I want to have both a portable one that's not too pricey for use with the laptop and a nice home one.


----------



## BumbleBee (Feb 5, 2014)

yeah it will be an upgrade. I guess Fiio is as good as it gets on a budget.


----------



## remixedcat (Feb 5, 2014)

arrrg scrapping this.... don't think the fiio would work. allready 3 red flags on head fi. (not good for 80Ohm, no support, not good reports for beyer owners)

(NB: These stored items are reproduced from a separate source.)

PR #3640, opened 2014-12-16
Issue3523 mbp international settings

### LINKED ISSUE #3523: Transaction settings in dosomething_mbp
Add admin interface to support **default** settings for:
- Transaction settings by `$origin` / event type (member_signup, password_reset, campaign_signup, campaign_reportback)
  ex. `dosomething_mbp_member_signup_template`
  - template_name (dropdown selection of existing Mandrill templates)
    https://mandrillapp.com/api/docs/templates.JSON.html#method=list
  - filter by label: `message-broker`, `<affiliate code>`
  - *|SUBJECT|*
  - *|FROM_NAME|*
  - *|FROM_ADDRESS|*
    (list current Mandrill value, updates via Madrill API call) https://mandrillapp.com/api/docs/templates.JSON.html#method=update
  - `message_broker_producer_production` - `machine_name`

**Default `merge_var` values**
- *|FNAME|* ("Doer")
- Settings will be overwritten if the value exists in the `dosomething_mbp_request() $parms` call.
- [ ] Load default values via `hook_update_NN() for
  - member_signup
  - password_reset
  - campaign_signup
  - campaign_reportback

See:
https://github.com/DoSomething/dosomething/issues/3464
https://github.com/DoSomething/dosomething/issues/3464#issuecomment-63687017

deezone:
Fixes #3523 

Moves from hard coded template setting in transactional payloads to dynamic setting by "Application ID" (Affiliate country code) and available templates in Mandrill.
- Adds admin setting for "Application ID" (Affiliate country code) that's connected to the same setting in `message_broker_producer` module.
- Adds admin setting for Mandrill API key.
- Uses cURL call to Mandrill API to lookup templates by  "Application ID" (Affiliate country code).
- Adds admin interface to manage template assignment to email transaction types: `user_registration`, `user_password`, `campaign_signup`, `campaign_group_signup` and `campaign_reportback` by "Application ID" (Affiliate country code) .
- Uses template assignments to define 'template` value in message payloads replacing hard code / US specific settings.

**To test**:
- run `drush updb` to get system vars installed via `hook_install`
- go to `/admin/config/dosomething/dosomething_mbp`
  - Add "Application ID", ex: "CA". Currently only template entries for "CA" and "GB".
  - Add Mandrill Key setting
- Save form to be presented with "Transactional Template" settings for each transaction type
- Create test transaction to trigger transactional messages using selected template.

**Update**: Template entries in Mandrill for US, CA, UK and IN. Stilll need to add entries for the other affiliates. Switched from "GB" to "UK" as that's the official `county_code` value.

### DIFF
--- a/lib/modules/dosomething/dosomething_mbp/dosomething_mbp.admin.inc
+++ b/lib/modules/dosomething/dosomething_mbp/dosomething_mbp.admin.inc
@@ -58,22 +58,22 @@ function dosomething_mbp_config_form($form, &$form_state) {
       $form['dosomething_mbp_templates']['dosomething_mbp_current_application'] = array(
         '#markup' => $current_application_markup,
       );
-      $user_registration_template = variable_get('dosomething_mbp_user_registration_template', '');
-      $form['dosomething_mbp_templates']['dosomething_mbp_user_registration_template'] = array(
+      $user_register_template = variable_get('dosomething_mbp_user_register_template', '');
+      $form['dosomething_mbp_templates']['dosomething_mbp_user_register_template'] = array(
         '#type' => 'select',
         '#title' => t('User Registration'),
         '#options' => $mandrill_templates['select'],
-        '#default_value' => $user_registration_template,
+        '#default_value' => $user_register_template,
         '#description' => 'The Mandrill template to use for User Registration transactional messages.',
         '#required' => TRUE,
         '#weight' => 70,
       );
-      $password_reset_template = variable_get('dosomething_mbp_password_reset_template', '');
-      $form['dosomething_mbp_templates']['dosomething_mbp_password_reset_template'] = array(
+      $user_password_template = variable_get('dosomething_mbp_user_password_template', '');
+      $form['dosomething_mbp_templates']['dosomething_mbp_user_password_template'] = array(
         '#type' => 'select',
         '#title' => t('Password Reset'),
         '#options' => $mandrill_templates['select'],
-        '#default_value' => $password_reset_template,
+        '#default_value' => $user_password_template,
         '#description' => 'The Mandrill template to use for Password Reset transactional messages.',
         '#required' => TRUE,
         '#weight' => 80,
--- a/lib/modules/dosomething/dosomething_mbp/dosomething_mbp.admin.inc
+++ b/lib/modules/dosomething/dosomething_mbp/dosomething_mbp.admin.inc
@@ -64,11 +64,40 @@ function dosomething_mbp_config_form($form, &$form_state) {
         '#title' => t('User Registration'),
         '#options' => $mandrill_templates['select'],
         '#default_value' => $user_registration_template,
-        '#description' => 'The Mandrill template to use for User Registration.',
+        '#description' => 'The Mandrill template to use for User Registration transactional messages.',
         '#required' => TRUE,
-        '#weight' => 60,
+        '#weight' => 70,
       );
-
+      $password_reset_template = variable_get('dosomething_mbp_password_reset_template', '');
+      $form['dosomething_mbp_templates']['dosomething_mbp_password_reset_template'] = array(
+        '#type' => 'select',
+        '#title' => t('Password Reset'),
+        '#options' => $mandrill_templates['select'],
+        '#default_value' => $password_reset_template,
+        '#description' => 'The Mandrill template to use for Password Reset transactional messages.',
+        '#required' => TRUE,
+        '#weight' => 80,
+      );
+      $campaign_signup_template = variable_get('dosomething_mbp_campaign_signup_template', '');
+      $form['dosomething_mbp_templates']['dosomething_mbp_campaign_signup_template'] = array(
+        '#type' => 'select',
+        '#title' => t('Campaign Signup'),
+        '#options' => $mandrill_templates['select'],
+        '#default_value' => $campaign_signup_template,
+        '#description' => 'The Mandrill template to use for Campaign Signup transactional messages.',
+        '#required' => TRUE,
+        '#weight' => 90,
+      );
+      $campaign_reportback_template = variable_get('dosomething_mbp_campaign_reportback_template', '');
+      $form['dosomething_mbp_templates']['dosomething_mbp_campaign_reportback_template'] = array(
+        '#type' => 'select',
+        '#title' => t('Campaign Reportback'),
+        '#options' => $mandrill_templates['select'],
+        '#default_value' => $campaign_reportback_template,
+        '#description' => 'The Mandrill template to use for Campaign Reportback transactional messages.',
+        '#required' => TRUE,
+        '#weight' => 100,
+      );
     }
 
   }
--- a/lib/modules/dosomething/dosomething_mbp/dosomething_mbp.admin.inc
+++ b/lib/modules/dosomething/dosomething_mbp/dosomething_mbp.admin.inc
@@ -58,51 +58,56 @@ function dosomething_mbp_config_form($form, &$form_state) {
       $form['dosomething_mbp_templates']['dosomething_mbp_current_application'] = array(
         '#markup' => $current_application_markup,
       );
+      $template_var = 'dosomething_mbp_user_register_template_' . variable_get('message_broker_producer_application_id');
       $form['dosomething_mbp_templates']['dosomething_mbp_user_register_template'] = array(
         '#type' => 'select',
         '#title' => t('User Registration'),
         '#empty_option' =>t('-- Select Mandrill Template --'),
         '#options' => $mandrill_templates['select'],
-        '#default_value' => variable_get('dosomething_mbp_user_register_template') . '_' . variable_get('message_broker_producer_application_id'),
+        '#default_value' => variable_get($template_var),
         '#description' => 'The Mandrill template to use for User Registration transactional messages.',
         '#required' => TRUE,
         '#weight' => 70,
       );
+      $template_var = 'dosomething_mbp_user_password_template_' . variable_get('message_broker_producer_application_id');
       $form['dosomething_mbp_templates']['dosomething_mbp_user_password_template'] = array(
         '#type' => 'select',
         '#title' => t('Password Reset'),
         '#options' => $mandrill_templates['select'],
-        '#default_value' => variable_get('dosomething_mbp_user_password_template', '') . '_' . variable_get('message_broker_producer_application_id'),
+        '#default_value' => variable_get($template_var),
         '#description' => 'The Mandrill template to use for Password Reset transactional messages.',
         '#required' => TRUE,
         '#weight' => 80,
       );
+      $template_var = 'dosomething_mbp_campaign_signup_template_' . variable_get('message_broker_producer_application_id');
       $form['dosomething_mbp_templates']['dosomething_mbp_campaign_signup_template'] = array(
         '#type' => 'select',
         '#title' => t('Campaign Signup'),
         '#empty_option' =>t('-- Select Mandrill Template --'),
         '#options' => $mandrill_templates['select'],
-        '#default_value' => variable_get('dosomething_mbp_campaign_signup_template') . '_' . variable_get('message_broker_producer_application_id'),
+        '#default_value' => variable_get($template_var),
         '#description' => 'The Mandrill template to use for Campaign Signup transactional messages.',
         '#required' => TRUE,
         '#weight' => 90,
       );
+      $template_var = 'dosomething_mbp_campaign_group_signup_template_' . variable_get('message_broker_producer_application_id');
       $form['dosomething_mbp_templates']['dosomething_mbp_campaign_group_signup_template'] = array(
         '#type' => 'select',
         '#title' => t('Campaign Group Signup'),
         '#empty_option' =>t('-- Select Mandrill Template --'),
         '#options' => $mandrill_templates['select'],
-        '#default_value' => variable_get('dosomething_mbp_campaign_group_signup_template', '') . '_' . variable_get('message_broker_producer_application_id'),
+        '#default_value' => variable_get($template_var),
         '#description' => 'The Mandrill template to use for Campaign Group Signup transactional messages.',
         '#required' => TRUE,
         '#weight' => 90,
       );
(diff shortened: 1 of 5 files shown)


aaronschachter:
@DeeZone There is a function @sergii-tkachenko added, [`dosomething_settings_get_affiliate_country_code`](https://github.com/DoSomething/dosomething/blob/v0.3.147/lib/modules/dosomething/dosomething_settings/dosomething_settings.module#L74), which already returns a two character country code. Can we use this instead to avoid repetition / potential errors?

lib/modules/dosomething/dosomething_mbp/dosomething_mbp.admin.inc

I would prolly ONLY get  a fiio for the phone and that's it but I don't think I want to throw away 75 dollars for that. I've seen deals for the Aune T1 that have it as low as 125 on amazon 3rd party seller. Thing is I still need a portable one. 

I'll just wait a bit to see what mom will give me in 2 weeks for  the amped wirless router. my lil bro's gonna get her to buy it becuase he is sick of the isp provided crap router.


----------



## Kaynar (Feb 5, 2014)

Your best bet is the Fiio E7 at this price range. I bought this for my girlfriend for her laptop the sound quality is definately worth the price and it was doing OK driving my own Denon AH-D5000 which are quite demanding. My girlfriend paired this with some high end Klipsh X10 in-ear buds and the combination is very good. You will definately notice the difference from a simple onboard realtech chip and I dont think u can get better unless u spend for a HTR Microstreamer. The only weak thing about the Fiio E7 is that the are not really made for high end cans (ofc at this price) and they dont deliver the punch of a higher end dac\amp, however the quality compared to my Creative X-Fi Titanium HD is similar (but Fiio´s sound is very slightly like its coming out of a tube, while Creative has too high pitch on highs), but a normal HiFi amp has a noticeable difference from any of those.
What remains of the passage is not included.